A beloved, twinkly blue-eyed doyenne of stage and screen, actress Jessica Tandy's career spanned nearly six and a half decades. In that course of time she enjoyed an amazing film renaissance at the age of 80, something unheard of in a town that worships youth and nubile beauty. She was born Jessie Alice Tandy in London in 1909, the daughter of Harry Tandy, a traveling salesman, and Jessie Helen Horspool. Her parents enrolled her as a teenager at the Ben Greet Academy of Acting where she showed immediate promise. She was 16 when she made her professional bow as Sara Manderson in the play "The Manderson Girls," and was subsequently invited to join the Birmingham Repertory Theatre. Within a couple of years Jessica was making a number of other debuts as well. Her first West End play was in "The Rumour" at the Court Theatre in 1929; her Gotham bow was in "The Matriarch" at the Longacre Theatre in 1930; and her initial film role was as a maid in The Indiscretions of Eve (1932).
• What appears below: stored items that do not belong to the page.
Issue #1491, opened 2025-08-01
Upgrade hitting Github rate limits


timsu:
I ran the upgrade command:

```
$ opencode upgrade

  █▀▀█ █▀▀█ █▀▀ █▀▀▄ █▀▀ █▀▀█ █▀▀▄ █▀▀
  █░░█ █░░█ █▀▀ █░░█ █░░ █░░█ █░░█ █▀▀
  ▀▀▀▀ █▀▀▀ ▀▀▀ ▀  ▀ ▀▀▀ ▀▀▀▀ ▀▀▀  ▀▀▀

┌  Upgrade
│
●  Using method: curl
Error: Unexpected error, check log file at .../2025-08-01T044019.log for more details
```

Jessica married British actor Jack Hawkins in 1932 after the couple had met performing in the play "Autumn Crocus" the year before. They had one daughter, Susan, before parting ways after eight years of marriage. An unconventional beauty with slightly stern-eyed and sharp, hawkish features, she was passed over for leading lady roles in films, thereby focusing strongly on a transatlantic stage career throughout the 1930s and 1940s. She grew in stature while enacting a succession of Shakespeare's premiere ladies (Titania, Viola, Ophelia, Cordelia). At the same time she enjoyed personal successes elsewhere in such plays as "French Without Tears," "Honour Thy Father," "Jupiter Laughs," "Anne of England" and "Portrait of a Madonna." And then she gave life to Blanche DuBois.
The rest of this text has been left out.